I hope she survives the teenage period with her gifts and motivation intact. I seem to remember that Charlotte Church imploded during later adolescence for awhile as have others. Somehow, I think AD will be okay. She doesn't come across to me as the driven prodigy comet that will flame out quickly. What has been refreshing for me has been how the music seems to come effortlessly to her rather than her being driven by outside forces to express it.


----------



## s4rC45m101

A lot of assumptions based on old data in this thread so as someone who mildly follows her
career with interest I thought I would chip in with some up to date info on what she is doing atm. If I may.
Sorry if some of the info is of a kind that belongs in a fan club, but don't worry I wont talk about
what she eats for breakfast 

Alma no longer lives in England and therefor doesn't attend the Menuhin teachers anymore. Her and her family now
lives in Vienna, Austria (go figure), where she, among other things attend ballet classes and is a member
of two choirs and hangs out with other home schooled kids and her sister. 
Anyways, According to recent interviews Alma is focused solely on being/becoming a composer
when it comes to career choice.

Regarding her career she is currently working on her third opera commissioned by The Salzburg State Theater. 
Her latest work, a 15 minute long orchestral piece, which she finished earlier this year, has already been
performed in four different countries and is scheduled to be performed at the Salzburg New Years Eve concert,
just as it will be performed at Carnegie and in Indianapolis later this year. That's 7 performances
of her latest work within the first year. Not bad for a budding composer.

Regarding the music she listens to, well, from what I can gather she listens to a lot of different music 
but probably not anything post 1950 or whatever. Last year she mentioned that she had been studying Bruckner
for a while and was about to learn more about Wagner. She has also taken lessons with Jorg Widmann where among others, 
they analyzed Alban Berg. She later said she used stuff found in Bergs music in her own music. 
So she's not completely living in a bubble of Mozart and Schubert. At least not anymore it seems.

Furthermore I wouldn't be surprised if she has a free pass to the Vienna State Opera or the Phil, considering
the Vienna State Opera has performed her opera more than 30 times, albeit not on the big stage, and she
"regularly" performs with members of the Phil on different occasions. She's set, no doubt about that.

There's no doubt that Vienna/Austria and the music establishment there (or at least the ones in power)has
fully embraced Alma and will continue to do so for the foreseeable future.

In October 2019 she will receive the European Culture Award as Newcomer of the Year, and perform some music 
with Daniel Hope.

That's it. Now you can at least make assumptions on fresh data. Have fun 

PS: Here's a quote from Mutter herself about Alma:

“It is absolutely extraordinary what this young girl has managed to achieve on the violin,
the piano, and in her compositions.
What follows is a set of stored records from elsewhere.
PR #116, opened 2022-09-26
Support setting securityContext & Fixed existing zookeper 

ColonelBundy:


build/charts/theia/values.yaml
```diff
@@ -109,6 +109,9 @@ clickhouse:
         repository: "projects.registry.vmware.com/antrea/theia-zookeeper"
         pullPolicy: "IfNotPresent"
         tag: "3.8.0"
+      # Enable securitycontextconstraints
+      # set to false for openshift
+      scc: true
```
yanjunz97, line 114: I think the name `scc` and the comments are not clear enough. I would suggest some updates like the follows. Please keep the `--` in the comments so that it can be included to when generating the documents. 

```suggestion
      # -- Determine whether to run ZooKeeper as a non-privileged user.
      # Please set this value to false when running on OpenShift.
      securityContext:
        enable: true
```

yanjunz97 (commented):
Thanks @ColonelBundy for contributing!
I add some comments. Could you also run `make` under the `build/charts` to update the documents to pass our check on verifying doc. Thank you!

build/charts/theia/values.yaml
ColonelBundy: Instead of making this Openshift specific I believe it's better to make the securityContext configurable.

ColonelBundy:
> Thanks @ColonelBundy for contributing! I add some comments. Could you also
> 
> * Run `make` under the `build/charts` to update the documents to pass our check on verifying doc.
> * Sign your commit by using `git commit -s` when committing to pass our DCO check.
> 
> Thank you!

Thanks for the feedback, I made some updates.

build/charts/theia/values.yaml
```diff
@@ -109,6 +109,11 @@ clickhouse:
         repository: "projects.registry.vmware.com/antrea/theia-zookeeper"
         pullPolicy: "IfNotPresent"
         tag: "3.8.0"
+      # -- Set securityContext
+      # Use a specific uid, gid for zookeeper
```
yanjunz97, line 113: Could you add `.` after each sentence? And also re-generate the doc.

build/charts/theia/values.yaml
```diff
@@ -121,6 +126,12 @@ grafana:
   # -- Determine whether to install Grafana. It is used as a data visualization
   # and monitoring tool.  
   enable: true
+  # -- Set securityContext
+  # Use a specific uid, gid for grafana
```
yanjunz97, line 130: Same here

yanjunz97 (commented):
LGTM, only a nit.

build/charts/theia/values.yaml
ColonelBundy: Fixed.

build/charts/theia/values.yaml
ColonelBundy: Fixed.

yanjunz97 (approved):

PR #118, opened 2022-09-27
Update Grafana Panel Plugins

heanlan:
This PR does the following two things:

When testing with snowflake datasource plugin, we found it will
automatically convert all fields name to upper case, which will
lead to string matching failure in our sankey-panel plugin and
chord-panel plugin, as we are doing case sensitive string matching.
As a work around, we do the following change to both sankey and
chord plugins: when search for fields with names in data frame,
do case insenstive string matching.

When testing with snowflake datasource plugin, we found for a field
with type String, when the value is Null, it will not convert a
Null to ''. So we change our chord panel plugin to also check for
Null value, to be compatible with different datasources.


dreamtalen (approved):

yuntanghsu (approved):
LGTM

heanlan:
@dreamtalen @yuntanghsu thanks for the quick review.

I just merged my other changes of plugins in #117 into this PR. I previously came up with a "workaround" on Grafana dashboard, with which I thought the changes are no longer needed, so I closed that PR. Just found the workaround still not work, so I added the changes back. Please help take another look when you have time. Still a small PR.

yanjunz97 (approved):

PR #121, opened 2022-10-07
Fix bugs related to ClickHouse data schema upgrading

yanjunz97:
This PR fixes some bugs regarding ClickHouse data schema upgrading

- Set TTL in a separate command instead of in table creation command to avoid TTL not being updated when table is already created
- Fixed some bugs in data schema management to make sure upgrading from v0.1.0 to v0.3.0 is correct


yuntanghsu:
Do we need to change ttl when downgrading to v0.1.0?

yanjunz97:
> Do we need to change ttl when downgrading to v0.1.0? Is it because we only have table flows in v0.1.0?

We do not support downgrading to v0.1.0 as the data schema management is introduced in v0.2.0.

yuntanghsu (approved):
LGTM

dreamtalen (approved):
LGTM

PR #123, opened 2022-10-13
Add unit tests for Snowflake backend

heanlan:
This PR adds some initial unit tests for Snowflake backend code, and adds a github workflow to run the tests. It also fixes code coverage reporting for unit tests following:
https://github.com/antrea-io/antrea/pull/4172


antoninbas (commented):
I am not sure why you are building fake implementations for the S3 clients instead of just mocking the interfaces and using expectations in tests?

heanlan:
> I am not sure why you are building fake implementations for the S3 clients instead of just mocking the interfaces and using expectations in tests?

I was just thinking both way would work. Should we mock the interface? I can switch to mock. Dumb question: actually I'm not sure when should we mock the interface and when should we create fake implementation.

antoninbas:
> > I am not sure why you are building fake implementations for the S3 clients instead of just mocking the interfaces and using expectations in tests?
> 
> I was just thinking both way would work. Should we mock the interface? I can switch to mock for both S3 and sqs client. Dumb question: actually I'm not sure when should we mock the interface and when should we create fake implementation.

I would say go with mocks when possible:
- less work in general
- more readable tests
- can validate arguments

Even though you can do it with mocks as well, a fake implementation can make sense if you need a lot of side effects (actions you need to take when the method is called by your tests).

If you need to add some methods which will be called by the test cases, it can also make sense to have a fake implementation. One example is if you want to abstract a "clock" behind an interface.

Example:
```go
type object struct {
    c clock.Interface
    client api.Interface
}

func NewObject(c clock.Interface, client api.Interface) *object {}
```

`object` is the object you want to write unit tests for. You probably want to use a fake clock for `c` (in order to have a virtual clock that you can manually advance) and a mock for the API `client`.

snowflake/cmd/createBucket_test.go
```diff
@@ -0,0 +1,85 @@
...
+
+	origLogger := logger
+	defer func() {
+		logger = origLogger
+	}()
+
+	var b bytes.Buffer
+	logger = sftesting.NewLogger(&b)
+
+	for _, tc := range []struct {
```
antoninbas, line 44: in a case like this one where you are only going to gave 2 cases (new bucket / existing bucket) and where most of the test case code ends up being conditioned by `tc.bucketExist`, I would recommend _not_ using table-driven tests. You can just write:
```go
t.Run("Create existing bucket", func(t *testing.T) {
// ...
})
t.Run("Create new bucket", func(t *testing.T) {
// ...
})
```
It's more readable and not really more verbose

snowflake/cmd/createKmsKey_test.go
```diff
@@ -0,0 +1,64 @@
...
+const (
+	creatingKeyLog = "Creating key"
+	createdKeyLog  = "Created key"
+)
+
+func TestCreateKey(t *testing.T) {
+	ctrl := gomock.NewController(t)
+	defer ctrl.Finish()
+
+	origLogger := logger
```
antoninbas, line 39: I don't think it is very useful to validate the log messages in this test

I think this comment may apply to the other tests as well: IMO you want to rely on log verification when you have no other way to determine whether the correct code path is being executed. But in our case, I feel like we can always check the code path by checking the mock methods being called. Still, you can decide whether we should keep these checks or not.

snowflake/cmd/deleteBucket_test.go
```diff
@@ -0,0 +1,158 @@
...
+
+	origLogger := logger
+	defer func() {
+		logger = origLogger
+	}()
+
+	var b bytes.Buffer
+	logger = sftesting.NewLogger(&b)
+
+	for _, tc := range []struct {
```
antoninbas, line 50: same comment as above regarding table-driven tests

snowflake/cmd/receiveSqsMessage.go
```diff
@@ -97,7 +99,7 @@ func receiveSQSMessage(ctx context.Context, sqsClient sqsclient.Interface, queue
 		return nil
 	}
 	message := output.Messages[0]
-	fmt.Println(*message.Body)
+	println(*message.Body)
```
antoninbas, line 102: rather than this change, I'd prefer to add an extra parameter to the `receiveSQSMessage` function (of type `io.Writer`). It's cleaner and a very common solution.

snowflake/pkg/infra/manager_test.go
```diff
@@ -0,0 +1,40 @@
...
+	"path/filepath"
+	"testing"
+
+	"antrea.io/theia/snowflake/database"
+	"github.com/stretchr/testify/assert"
+	"github.com/stretchr/testify/require"
+)
+
+func TestWriteMigrationsToDisk(t *testing.T) {
+	workdir, err := os.Getwd()
```
antoninbas, line 28: you should create a temporary directory and use it, instead of using the working directory

snowflake/pkg/infra/manager_test.go
```diff
@@ -0,0 +1,40 @@
...
+	require.NoError(t, err)
+	err = writeMigrationsToDisk(database.Migrations, database.MigrationsPath, filepath.Join(workdir, migrationsDir))
+	require.NoError(t, err)
+	entries, err := database.Migrations.ReadDir(database.MigrationsPath)
+	require.NoError(t, err)
+	for _, entry := range entries {
+		_, err := os.Stat(filepath.Join(workdir, migrationsDir, entry.Name()))
+		assert.NoErrorf(t, err, "Migration file %s not exist", entry.Name())
+	}
+	err = os.RemoveAll(filepath.Join(workdir, migrationsDir))
```
antoninbas, line 38: should be done with a `defer` statement

snowflake/pkg/snowflake/dsn.go
```diff
@@ -47,7 +49,7 @@ func GetDSN(options ...func(*sf.Config)) (string, *sf.Config, error) {
 			return value
 		}
 		if failOnMissing {
-			log.Fatalf("%v environment variable is not set.", k)
+			logFatalf("%v environment variable is not set.", k)
```
antoninbas, line 52: I think we should just change that logic and have the `GetDSN` function return an error instead of calling `log.Fatal`

snowflake/pkg/snowflake/dsn_test.go
```diff
@@ -0,0 +1,118 @@
...
+				assert.Equal(t, tc.expectedDSN, dsn)
+				if tc.expectedCFG != nil {
+					assert.Equal(t, tc.expectedCFG.Account, cfg.Account)
+					assert.Equal(t, tc.expectedCFG.User, cfg.User)
+					assert.Equal(t, tc.expectedCFG.Password, cfg.Password)
+					assert.Equal(t, tc.expectedCFG.Host, cfg.Host)
+					assert.Equal(t, tc.expectedCFG.Port, cfg.Port)
+					assert.Equal(t, tc.expectedCFG.Protocol, cfg.Protocol)
+				}
+				assert.True(t, errors.Is(err, tc.expectedError))
```
antoninbas, line 114: there are some test assertions for errors (e.g., `assert.ErrorIs`), you don't need to use `assert.True`

snowflake/pkg/snowflake/snowflake_test.go
```diff
@@ -0,0 +1,187 @@
...
+	"go.uber.org/zap"
+)
+
+const warehouseName = "ANTREA-QUERIES"
+
+func TestCreateWarehouse(t *testing.T) {
+	db, mock, err := sqlmock.New(sqlmock.QueryMatcherOption(sqlmock.QueryMatcherEqual))
+	if err != nil {
+		t.Fatalf("an error '%s' was not expected when opening a stub database connection", err)
+	}
```
antoninbas, line 35: let's stick to using `require.NoError` for uniformity (plus it's less verbose)

snowflake/Makefile
```diff
@@ -7,9 +7,17 @@ all: bin
 bin:
```
antoninbas, line 7: we need a `generate` Make target so that we can easily re-generate the mocks

see https://betterprogramming.pub/a-gomock-quick-start-guide-71bee4b3a6f1 for a reference

heanlan: thanks, addressed all the comments above.

I'm not confident on the generate gomock part, feeling I'm doing it in a strange way. Could you help take a look?

snowflake/pkg/snowflake/snowflake_test.go
```diff
@@ -0,0 +1,186 @@
...
+			execErr := c.DropWarehouse(context.TODO(), warehouseName)
+			if err := mock.ExpectationsWereMet(); err != nil {
+				t.Errorf("there were unfulfilled expectations: %s", err)
+			}
+			assert.Equal(t, tc.expectedError, execErr)
+		})
+	}
+}
+
+func initializeLogger() (logr.Logger, error) {
```
antoninbas, line 179: you should use https://pkg.go.dev/github.com/go-logr/logr/testing

snowflake/pkg/snowflake/snowflake_test.go
```diff
@@ -0,0 +1,186 @@
...
+const warehouseName = "ANTREA-QUERIES"
+
+func TestCreateWarehouse(t *testing.T) {
+	db, mock, err := sqlmock.New(sqlmock.QueryMatcherOption(sqlmock.QueryMatcherEqual))
+	require.NoErrorf(t, err, "an error was not expected when opening a stub database connection")
+	defer db.Close()
+
+	logger, err := initializeLogger()
+	if err != nil {
+		t.Fatalf("error while initializing logger: %s", err)
```
antoninbas, line 39: please use `require.NoError` consistently

snowflake/pkg/snowflake/snowflake_test.go
```diff
@@ -0,0 +1,186 @@
...
+			},
+			expectedError: fmt.Errorf("some error"),
+		},
+	} {
+		t.Run(tc.name, func(t *testing.T) {
+			tc.prepareMock(mock)
+			execErr := c.CreateWarehouse(context.TODO(), warehouseName, config)
+			if err := mock.ExpectationsWereMet(); err != nil {
+				t.Errorf("there were unfulfilled expectations: %s", err)
+			}
```
antoninbas, line 83: please use `assert.NoError`

heanlan: thanks for the comments. addressed them all.

snowflake/Makefile
```diff
@@ -7,9 +7,22 @@ all: bin
...
+test-unit: .coverage
+	@echo
+	@echo "==> Running unit tests <=="
+	$(GO) test -race -coverpkg=antrea.io/theia/snowflake/cmd/...,antrea.io/theia/snowflake/pkg/... \
+	  -coverprofile=.coverage/coverage-unit.txt -covermode=atomic \
+	  antrea.io/theia/snowflake/cmd/... antrea.io/theia/snowflake/pkg/... 
+
+.PHONY: generate
+generate:
+	MOCKGEN_COPYRIGHT_FILE=$(PWD)/hack/boilerplate/license_header.raw.txt \
```
antoninbas, line 24: please use `$(CURDIR)` like we do in other places in this Makefile

https://stackoverflow.com/questions/52437728/bash-what-is-the-difference-between-pwd-and-curdir

snowflake/pkg/infra/manager_test.go
```diff
@@ -0,0 +1,42 @@
...
+	"github.com/stretchr/testify/require"
+)
+
+func TestWriteMigrationsToDisk(t *testing.T) {
+	tempDir, err := os.MkdirTemp("", "antrea-pulumi-test")
+	require.NoError(t, err)
+	defer func() {
+		err = os.RemoveAll(filepath.Join(tempDir, migrationsDir))
+		require.NoError(t, err)
+	}()
```
antoninbas, line 33: just `defer os.RemoveAll(tempDir)`

antoninbas (commented):
couple more nits, otherwise LGTM

snowflake/Makefile
heanlan: thanks, addressed

antoninbas (approved):

snowflake/pkg/snowflake/snowflake_test.go
```diff
@@ -0,0 +1,159 @@
...
+	intiallySuspended := true
+	config := WarehouseConfig{
+		Size:               &warehouseSize,
+		MinClusterCount:    &minClusterCount,
+		MaxClusterCount:    &maxClusterCount,
+		ScalingPolicy:      &scalingPolicy,
+		AutoSuspend:        &autoSuspend,
+		InitiallySuspended: &intiallySuspended,
+	}
+	query := fmt.Sprintf("CREATE WAREHOUSE %s WITH WAREHOUSE_SIZE = XSMALL MIN_CLUSTER_COUNT = 1 MAX_CLUSTER_COUNT = 3 SCALING_POLICY = STANDARD AUTO_SUSPEND = 60 INITIALLY_SUSPENDED = true", warehouseName)
```
dreamtalen, line 51: Will it be better to format these variables `warehouseSize`, ..., `intiallySuspended` as well in this string?

heanlan: yes! thanks for catching it

dreamtalen (approved):
LGTM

Her musical sensitivity and her powers of expression
already at this age underline her exceptional talent.”


----------



## regenmusic

stomanek said:


> Unlikely that she makes a living - she has a CD and dvd out - which has some sales. performing - looking at her schedule she performs about once a month - mainly overseas - the cost of getting her and her parents overseas - hotel etc - would most likely exceed anything she gets for performing.
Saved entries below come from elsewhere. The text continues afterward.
PR #127, opened 2022-10-19
Enhance user experience

yuntanghsu:
This PR enhance the user experience when user use theia cli.
1. Increase the verbosity to prevent cli from printing not helpful message generated by util/env.go
2. When user use cli to use "policy-recommendation run" or "policy-recommendation retrieve" with --file option, we don't print the recommended result.


dreamtalen (approved):
LGTM

yanjunz97 (approved):
LGTM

You have to be kidding. Do you think her parents do these concerts with her as a type of charity?

Of course she is making money from them, as she should be.


----------



## KenOC

regenmusic said:


> You have to be kidding. Do you think her parents do these concerts with her as a type of charity?
> 
> Of course she is making money from them, as she should be.


I also doubt there is any significant money being made by anybody. Some of her past performances have been "sponsored" by well-known musical figures to help defray expenses, which are considerable. In addition to the travel, there is hall rental, pay for the musicians (rehearsals and performance) and many other costs.

In the US at least, actual performance revenues usually only cover 30-40 percent of costs. The rest has to come from donations or, in Europe, governmental subsidies.


----------



## Fabulin

Young Alma better not read this poll or topic. No matter if she is defended, she probably does not even imagine that strangers with no agenda can have a passive-negative "bad until proven otherwise" mentality towards her love of music and expression thereof.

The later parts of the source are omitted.